§ **What you will do**
Your answer must contain each line of the data, copied exactly.

§ **Material provided**
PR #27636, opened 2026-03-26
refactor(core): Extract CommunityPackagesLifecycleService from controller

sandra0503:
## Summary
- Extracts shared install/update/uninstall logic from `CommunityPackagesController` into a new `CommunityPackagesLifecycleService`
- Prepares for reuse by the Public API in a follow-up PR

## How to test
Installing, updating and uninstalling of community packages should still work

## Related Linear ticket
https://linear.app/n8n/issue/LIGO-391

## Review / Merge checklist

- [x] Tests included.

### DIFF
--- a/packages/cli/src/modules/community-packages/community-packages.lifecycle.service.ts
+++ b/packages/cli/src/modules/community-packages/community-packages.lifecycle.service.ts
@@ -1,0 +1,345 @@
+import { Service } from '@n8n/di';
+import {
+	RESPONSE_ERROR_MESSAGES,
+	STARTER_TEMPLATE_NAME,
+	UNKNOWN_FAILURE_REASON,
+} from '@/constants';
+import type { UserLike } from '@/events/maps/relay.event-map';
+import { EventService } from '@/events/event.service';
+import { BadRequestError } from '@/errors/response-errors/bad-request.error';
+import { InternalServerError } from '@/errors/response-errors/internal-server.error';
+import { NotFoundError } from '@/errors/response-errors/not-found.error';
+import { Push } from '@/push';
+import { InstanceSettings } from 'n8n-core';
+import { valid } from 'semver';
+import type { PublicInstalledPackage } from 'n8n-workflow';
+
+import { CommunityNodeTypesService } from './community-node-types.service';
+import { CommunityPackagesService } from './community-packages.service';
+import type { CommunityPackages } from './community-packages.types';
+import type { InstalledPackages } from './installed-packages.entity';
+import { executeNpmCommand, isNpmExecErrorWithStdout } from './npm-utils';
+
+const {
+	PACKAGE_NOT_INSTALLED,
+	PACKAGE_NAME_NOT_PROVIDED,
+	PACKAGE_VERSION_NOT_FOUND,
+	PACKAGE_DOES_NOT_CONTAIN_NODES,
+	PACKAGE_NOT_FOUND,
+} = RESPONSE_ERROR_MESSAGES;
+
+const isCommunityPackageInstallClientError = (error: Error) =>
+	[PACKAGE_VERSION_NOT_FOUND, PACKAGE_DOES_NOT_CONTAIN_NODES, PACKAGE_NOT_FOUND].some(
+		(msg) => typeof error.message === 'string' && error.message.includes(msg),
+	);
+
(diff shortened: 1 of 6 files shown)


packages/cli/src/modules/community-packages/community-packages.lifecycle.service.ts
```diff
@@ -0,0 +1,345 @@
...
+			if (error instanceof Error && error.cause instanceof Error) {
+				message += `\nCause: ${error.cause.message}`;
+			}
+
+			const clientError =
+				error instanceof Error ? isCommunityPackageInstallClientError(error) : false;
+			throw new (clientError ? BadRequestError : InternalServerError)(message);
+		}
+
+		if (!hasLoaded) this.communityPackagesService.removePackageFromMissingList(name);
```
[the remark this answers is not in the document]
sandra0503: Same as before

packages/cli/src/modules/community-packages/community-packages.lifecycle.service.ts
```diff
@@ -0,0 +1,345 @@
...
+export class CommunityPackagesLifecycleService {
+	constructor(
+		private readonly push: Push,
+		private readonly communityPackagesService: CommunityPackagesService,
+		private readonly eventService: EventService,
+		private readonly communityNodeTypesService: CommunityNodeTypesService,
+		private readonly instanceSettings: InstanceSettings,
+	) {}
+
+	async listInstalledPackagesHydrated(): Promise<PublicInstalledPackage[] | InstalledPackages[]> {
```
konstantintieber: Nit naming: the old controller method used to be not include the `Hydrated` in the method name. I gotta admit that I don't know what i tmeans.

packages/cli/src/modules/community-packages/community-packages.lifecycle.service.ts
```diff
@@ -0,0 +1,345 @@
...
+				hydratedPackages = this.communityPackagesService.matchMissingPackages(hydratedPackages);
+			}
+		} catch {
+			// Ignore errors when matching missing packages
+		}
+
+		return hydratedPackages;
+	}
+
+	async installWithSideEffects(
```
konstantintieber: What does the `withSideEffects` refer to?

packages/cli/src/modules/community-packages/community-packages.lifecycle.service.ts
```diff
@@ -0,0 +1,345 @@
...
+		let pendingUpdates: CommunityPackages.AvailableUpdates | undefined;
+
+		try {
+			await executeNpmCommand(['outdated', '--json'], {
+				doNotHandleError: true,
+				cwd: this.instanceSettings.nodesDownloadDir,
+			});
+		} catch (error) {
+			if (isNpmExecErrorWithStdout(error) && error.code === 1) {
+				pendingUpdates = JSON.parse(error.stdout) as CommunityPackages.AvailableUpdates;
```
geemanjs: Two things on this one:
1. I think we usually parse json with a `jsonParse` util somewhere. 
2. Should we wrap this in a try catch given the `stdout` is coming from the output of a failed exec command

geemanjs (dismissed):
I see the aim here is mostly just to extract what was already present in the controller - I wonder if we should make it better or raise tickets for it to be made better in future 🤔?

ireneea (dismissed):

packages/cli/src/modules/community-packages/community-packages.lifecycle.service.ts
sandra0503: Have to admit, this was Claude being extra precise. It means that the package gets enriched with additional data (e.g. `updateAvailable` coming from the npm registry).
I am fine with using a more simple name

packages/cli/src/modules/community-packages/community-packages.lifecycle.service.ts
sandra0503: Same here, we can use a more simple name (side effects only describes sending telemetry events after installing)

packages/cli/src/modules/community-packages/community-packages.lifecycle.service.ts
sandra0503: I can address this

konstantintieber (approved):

§ **Answer section**
PR #27636, opened 2026-03-26
refactor(core): Extract CommunityPackagesLifecycleService from controller

sandra0503:
## Summary
- Extracts shared install/update/uninstall logic from `CommunityPackagesController` into a new `CommunityPackagesLifecycleService`
- Prepares for reuse by the Public API in a follow-up PR

## How to test
Installing, updating and uninstalling of community packages should still work

## Related Linear ticket
https://linear.app/n8n/issue/LIGO-391

## Review / Merge checklist

- [x] Tests included.

### DIFF
--- a/packages/cli/src/modules/community-packages/community-packages.lifecycle.service.ts
+++ b/packages/cli/src/modules/community-packages/community-packages.lifecycle.service.ts
@@ -1,0 +1,345 @@
+import { Service } from '@n8n/di';
+import {
+	RESPONSE_ERROR_MESSAGES,
+	STARTER_TEMPLATE_NAME,
+	UNKNOWN_FAILURE_REASON,
+} from '@/constants';
+import type { UserLike } from '@/events/maps/relay.event-map';
+import { EventService } from '@/events/event.service';
+import { BadRequestError } from '@/errors/response-errors/bad-request.error';
+import { InternalServerError } from '@/errors/response-errors/internal-server.error';
+import { NotFoundError } from '@/errors/response-errors/not-found.error';
+import { Push } from '@/push';
+import { InstanceSettings } from 'n8n-core';
+import { valid } from 'semver';
+import type { PublicInstalledPackage } from 'n8n-workflow';
+
+import { CommunityNodeTypesService } from './community-node-types.service';
+import { CommunityPackagesService } from './community-packages.service';
+import type { CommunityPackages } from './community-packages.types';
+import type { InstalledPackages } from './installed-packages.entity';
+import { executeNpmCommand, isNpmExecErrorWithStdout } from './npm-utils';
+
+const {
+	PACKAGE_NOT_INSTALLED,
+	PACKAGE_NAME_NOT_PROVIDED,
+	PACKAGE_VERSION_NOT_FOUND,
+	PACKAGE_DOES_NOT_CONTAIN_NODES,
+	PACKAGE_NOT_FOUND,
+} = RESPONSE_ERROR_MESSAGES;
+
+const isCommunityPackageInstallClientError = (error: Error) =>
+	[PACKAGE_VERSION_NOT_FOUND, PACKAGE_DOES_NOT_CONTAIN_NODES, PACKAGE_NOT_FOUND].some(
+		(msg) => typeof error.message === 'string' && error.message.includes(msg),
+	);
+
(diff shortened: 1 of 6 files shown)


packages/cli/src/modules/community-packages/community-packages.lifecycle.service.ts
```diff
@@ -0,0 +1,345 @@
...
+			if (error instanceof Error && error.cause instanceof Error) {
+				message += `\nCause: ${error.cause.message}`;
+			}
+
+			const clientError =
+				error instanceof Error ? isCommunityPackageInstallClientError(error) : false;
+			throw new (clientError ? BadRequestError : InternalServerError)(message);
+		}
+
+		if (!hasLoaded) this.communityPackagesService.removePackageFromMissingList(name);
```
[the remark this answers is not in the document]
sandra0503: Same as before

packages/cli/src/modules/community-packages/community-packages.lifecycle.service.ts
```diff
@@ -0,0 +1,345 @@
...
+export class CommunityPackagesLifecycleService {
+	constructor(
+		private readonly push: Push,
+		private readonly communityPackagesService: CommunityPackagesService,
+		private readonly eventService: EventService,
+		private readonly communityNodeTypesService: CommunityNodeTypesService,
+		private readonly instanceSettings: InstanceSettings,
+	) {}
+
+	async listInstalledPackagesHydrated(): Promise<PublicInstalledPackage[] | InstalledPackages[]> {
```
konstantintieber: Nit naming: the old controller method used to be not include the `Hydrated` in the method name. I gotta admit that I don't know what i tmeans.

packages/cli/src/modules/community-packages/community-packages.lifecycle.service.ts
```diff
@@ -0,0 +1,345 @@
...
+				hydratedPackages = this.communityPackagesService.matchMissingPackages(hydratedPackages);
+			}
+		} catch {
+			// Ignore errors when matching missing packages
+		}
+
+		return hydratedPackages;
+	}
+
+	async installWithSideEffects(
```
konstantintieber: What does the `withSideEffects` refer to?

packages/cli/src/modules/community-packages/community-packages.lifecycle.service.ts
```diff
@@ -0,0 +1,345 @@
...
+		let pendingUpdates: CommunityPackages.AvailableUpdates | undefined;
+
+		try {
+			await executeNpmCommand(['outdated', '--json'], {
+				doNotHandleError: true,
+				cwd: this.instanceSettings.nodesDownloadDir,
+			});
+		} catch (error) {
+			if (isNpmExecErrorWithStdout(error) && error.code === 1) {
+				pendingUpdates = JSON.parse(error.stdout) as CommunityPackages.AvailableUpdates;
```
geemanjs: Two things on this one:
1. I think we usually parse json with a `jsonParse` util somewhere. 
2. Should we wrap this in a try catch given the `stdout` is coming from the output of a failed exec command

geemanjs (dismissed):
I see the aim here is mostly just to extract what was already present in the controller - I wonder if we should make it better or raise tickets for it to be made better in future 🤔?

ireneea (dismissed):

packages/cli/src/modules/community-packages/community-packages.lifecycle.service.ts
sandra0503: Have to admit, this was Claude being extra precise. It means that the package gets enriched with additional data (e.g. `updateAvailable` coming from the npm registry).
I am fine with using a more simple name

packages/cli/src/modules/community-packages/community-packages.lifecycle.service.ts
sandra0503: Same here, we can use a more simple name (side effects only describes sending telemetry events after installing)

packages/cli/src/modules/community-packages/community-packages.lifecycle.service.ts
sandra0503: I can address this

konstantintieber (approved):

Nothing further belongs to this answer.